Pais, um dos nossos maiores erros é o egoísmo: acharmos que somos donos dos nossos filhos. Não, eles não são propriedade nossa. Gibran Khalil Gibran, há cerca de um século, ensinava que “Vossos filhos não são vossos filhos. São filhos e filhas da ânsia da vida por si mesma. Vêm através de vós, mas não de vós. E, embora vivam convosco, a vós não pertencem. Podeis outorgar-lhes vosso amor, mas não vossos pensamentos, pois eles têm seus próprios pensamentos. Podeis abrigar seus corpos, mas não suas almas; pois suas almas moram na mansão do amanhã, que vós não podeis visitar nem mesmo em sonho.”

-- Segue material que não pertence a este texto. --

PR #7, opened 2017-12-08
Adds kubernetes deployment and configmap manifests.

aurcioli-handy:
Signed-off-by: Alexander Urcioli <alexurc@gmail.com>

### DIFF
--- a/scripts/kubernetes/config-map.yml
+++ b/scripts/kubernetes/config-map.yml
@@ -1,0 +1,179 @@
+apiVersion: v1
+kind: ConfigMap
+metadata:
+  name: localanalyzer-config
+  namespace: anchore
+data:
+  config.yaml: |
+    # Anchore configuration file
+
+    #
+    # anchore_data_dir: <default is $HOME/.anchore/>
+    #
+    # anchore_db_driver: 'anchore_image_db_fs'
+    # anchore_db_driver_config:
+    #   # only applicable to the 'anchore_image_db_fs' driver (default driver), path is relative to anchore_data_dir unless it is set to an abs path
+    #   db_dir: 'data/'
+    #
+    # tmpdir: '/tmp'
+    # log_file: '/var/log/anchore.log'
+    # debug_log_file: '/var/log/anchore_debug.log'
+    #
+    # image_data_store: 'data/'  # deprecated but still works - should use the anchore_db_driver_config + db_dir settings above to control location of anchore data
+    #
+    docker_conn: 'tcp://localhost:2375'
+    # docker_conn_timeout: '120'
+    #
+    # anchore_auth_conn_timeout: '5'
+    # anchore_auth_max_retries: '3'
+    # anchore_client_url: 'https://ancho.re/v1/account/users'
+    # anchore_token_url: 'https://ancho.re/oauth/token'
+    #
+    # feeds_url: 'https://ancho.re/v1/service/feeds'
+    # feeds_conn_timeout: '10'
+    # feeds_max_retries: '3'
+    #
+---
+apiVersion: v1
+kind: ConfigMap
+metadata:
+  name: anchore-engine-config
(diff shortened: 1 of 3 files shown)


nurmi:
Thank you for the contribution @aurcioli-handy! Kubernetes deployment options are a valuable addition to users, and we ( myself and @zhill ) will be able to review over the coming days. 

-Dan

aurcioli-handy:
Having some problems with larger containers (700Mb) or so. Kernel is OOMKilling the process even after removing memory limits. When that is done memory usage spikes all the way up to 15 Gigabytes (absurd).

At first I bumped the limit from 1Gi to 2Gi:
```
[427182.833623] Memory cgroup out of memory: Kill process 24876 (twistd) score 1087 or sacrifice child
[427182.838637] Killed process 24876 (twistd) total-vm:683036kB, anon-rss:84348kB, file-rss:11852kB
```

Then removed limit altogether and thats where you see the 15 Gigabyte usage spikes. 
```
[427182.833623] Memory cgroup out of memory: Kill process 24876 (twistd) score 1087 or sacrifice child
[427182.838637] Killed process 24876 (twistd) total-vm:683036kB, anon-rss:84348kB, file-rss:11852kB

```

Memory spikes:
screen shot 2017-12-09 at 4 09 10 pm

zhill:
@aurcioli-handy thanks for submitting this PR! You might want to check out [anchore_deploy](https://github.com/anchore/anchore_deploy) where we have some similar (but not identical) k8s configs. There is a config there that will deploy the analyzer separately from the core engine services to help isolate resource usage a bit if you'd like to try that as well.

But first, lets figure out what's going on with the memory issue. It definitely should not be using anywhere near 15GB of RAM. We typically recommend allocating something like 2GB if you're running everything in the same container.

I'll take a look at your configs and see if I can replicate the memory issue to see if it is directly related to dind or something in anchore-engine itself. We haven't really tested with dind, since its still not really recommended by Docker for usage other than dev. But, I certainly understand the desire to not require mounting the docker socket into the container. To that end, we're also currently working on modifying the anchore analyzer to not require any docker access at all, but that is likely to be a little ways out for testing etc.

Is the container you're using 700MB compressed or uncompressed on the disk? I'll try to use a similar sized container for testing.

I'll update once I have info on the mem usage. Again, thanks for the PR and the feedback.

aurcioli-handy:
Hi,

After changing the default storage driver from `vfs` to `overlay2` the memory issues have gone away and are now within the normal ranges (sub 4Gi)

zhill:
@aurcioli-handy, glad to see that the storage driver resolved the memory issue.

WRT this PR, I'd like to restructure where we put deployment-related stuff, so I'll move some things around and then ping you with an update on the new location and resubmit the PR with that location. The reason for this is to differentiate between scripts for the development process and deploying the system for production use. Appreciate your patience and really appreciate your help and work on this. Updates coming shortly.

aurcioli-handy:
@zhill Awesome sounds good. Also totally missed that anchore deployment repo! Hope this isn't too redundant.

zhill:
Hi @aurcioli-handy, apologies for the delay on updates for this. What I'd like to do is close this PR and have you open one against [anchore_deploy](https://github.com/anchore/anchore_deployment) instead. I have added a CONTRIBUTE.rst and the LICENSE as well as DCO so we can take contributions there cleanly. The primary differentiators between your approach and what is already in that repo are: DinD and the direct configmap in yaml instead of instructions to create the configmap from the config file.

To start with, please put the configs in the _contrib/_ directory in that repo, with a subdirectory like _kubernetes/dind/_ to differentiate it since we already have a version that uses the docker.sock instead of Dind in there. Also happy to accept PRs for the existing k8s configs in that repo if you have suggestions or improvements. Thanks!

aurcioli-handy:
Okay great will do.

PR #10, opened 2017-12-13
Add thread management

aurcioli-handy:
This code just ensures that the service threads are supervised by the parent process and restarted if they die.

### DIFF
--- a/anchore_engine/conf/config.yaml.example
+++ b/anchore_engine/conf/config.yaml.example
@@ -13,6 +13,7 @@
 # internal_ssl_verify: True
 # image_analyze_timeout_seconds: '36000'
 cleanup_images: True
+auto_restart_services: True
 #
 # docker_conn: 'unix://var/run/docker.sock'
 # docker_conn_timeout: 600
--- a/anchore_engine/configuration/localconfig.py
+++ b/anchore_engine/configuration/localconfig.py
@@ -16,6 +16,7 @@ DEFAULT_CONFIG = {
     'image_analyze_timeout_seconds': '36000',
     'cleanup_images': False,
     'internal_ssl_verify': True,
+    'auto_restart_services': True,
     'services': {},
     'credentials': {},
     'webhooks': {},
--- a/scripts/anchore-engine
+++ b/scripts/anchore-engine
@@ -7,6 +7,7 @@ import time
 import threading
 import subprocess
 import watchdog
+import anchore_engine.configuration.localconfig
 from watchdog.observers import Observer  
 from watchdog.events import RegexMatchingEventHandler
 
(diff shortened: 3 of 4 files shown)


zhill:
Hi @aurcioli-handy, this is an issue we're discussing right now, so it may take us a bit to decide what to do here. Your approach is certainly one that @nurmi and I have discussed. Another is mapping a single process to each container and running a bunch of small containers. In K8s that isn't really a problem just a pod-spec but with docker-compose it's a bit more unpleasant. Another option is to use an external manager like supervisord to handle these transitions but it has logging implications that would require work to resolve. If we do use an auto-restart it needs to be very clear an evident when a restart has occurred since it can make debugging very difficult with a cycling service process.

What specifically prompted this change for you? Were you seeing bootstrap errors in deployment on k8s or something else like OOM killer interruptions?

Would you be opposed to a requirement that anchore is executed as a set of containers rather than just one + postgres? Feedback appreciated.

aurcioli-handy:
Hey @zhill , expected as much with regards to your response. I think having each of the Anchore services as its own container probably makes the most sense. 

This code was primarily just a bandaid for the kernel OOM Killing a service every now and then. Maybe its better as an optional configuration? 

Either approach seems fine to me in the end as long as there is some kind of way to make sure these services remain available.

zhill:
@aurcioli-handy Thanks. Ok let's take the initial approach of configurable restarts in the anchore-engine script. We can get more advanced later if needed. Can you add a config value in the config.yaml at the top level (not nested in a service section) that can control whether anchore-engine script will restart killed processes. Then I'll test it and we can merge the PR if everything looks good.

Thanks again for the contribution. Really appreciate your efforts and interest. Let me know if there is anything I can help you with.

aurcioli-handy:
@zhill Sounds good, LMK if the changes are OK.  And this is a really great project! I am in the process of integrating it into our workflow here at Handy.

zhill:
I took a look at the code, and the overall approach looks good but I think you can do without the ServiceThread class definition. It looks like the primary purpose of that class is to track the thread name, but that can be set in the Thread constructor call using the 'name' parameter so the extra class can be removed to simplify the code.

Also, procedurally, please make sure you sign-off on every commit so we have a specific record after the merge.

Otherwise I think it looks good and should be able to merge.

aurcioli-handy:
I think it will be a little messier without the class abstraction due to tracking thread target and arguments and re-instantiating the thread since you can't simply restart them.

zhill:
@aurcioli-handy yep, you're right and a class is simpler than tracking other ways. Should be good to merge. Can you either rebase and squash or sign both commits? I see a signature on the 2nd commit but not the first, and we need the sign-off on all commits. Once that's ready I'm happy to merge.

aurcioli-handy:
Cool! done and done :)

zhill:
Thanks @aurcioli-handy ! All merged!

Somos, sempre e a cada instante de iluminação, veículos transportadores. Um texto primoroso, um desenho mágico, uma formidável coluna de arquitetura, uma admirável obra de arte ou qualquer outra engenhosidade que germine no solo fértil da mente humana, é sempre resultado da inspiração Superior agindo através de nós. Filhos. Com os Filhos, também e principalmente, ocorre esse fenômeno conjuncional místico de sol e lua. Nenhum filho é gerado a partir da exclusividade existencial de um pai ou de uma mãe isoladamente.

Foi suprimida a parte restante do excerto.